Archive-name: xanadu/future.html
Last-modified: 1994/03/23

Xanadu
The Information Future

One simple idea

There are many views of just what tomorrow's electronic media will be, and how they will reach the consumer. The Xanadu plan proposes a single unified world of data to which everyone will have point-and-click access from whatever computer, videogame or multimedia player they want to use.

Think of it as a real data bank. Just as you put your money in a bank for safekeeping, you can put your data on the Xanadu network for safekeeping. And in the same way that your money can earn interest in a bank, your data can make money too. If anybody wants pieces of it, they buy it from the network and you get paid. You get paid even if other people use parts of it in their work. On the Xanadu network, any object may quote from any other, since the material quoted is bought from the original publisher at the time of delivery. We've succeeded in cleaning up the copyright problem for computer networks.

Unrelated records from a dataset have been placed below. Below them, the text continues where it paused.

PR #96180, opened 2026-07-24
Cache immutable current task IDs outside the task-state lock

marcoshernanz:
## What changed

Introduce a cloneable `CurrentTaskStateHandle` that keeps the execution's immutable `Option<TaskId>` beside the existing shared `Arc<RwLock<CurrentTaskState>>`.

Global tasks, local tasks, detached futures, and top-level runs continue to share the same mutable state and task-local scope. Only current-task ID reads bypass the lock; all other state remains behind the existing `RwLock`.

This was split from #96179 following review feedback. It is source-independent and changes only `turbopack/crates/turbo-tasks/src/manager.rs`.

Besides what individuals and publishers put in, new forms of interconnection and quotation are possible creating a new world of metamedia objects.

The multimedia connection problem

Current "multi-media standards" as practiced by the industry are built on a closed-unit philosophy, whereby multimedia objects are encapsulations that do not allow interconnection between documents. This is a dead-end world.

Xanadu structure is built for OPEN HYPERMEDIA PUBLISHING, allowing free interconnection among documents. Every author of a new document is free to connect to previous documents, including quotation, without pre-arrangement or advance payment.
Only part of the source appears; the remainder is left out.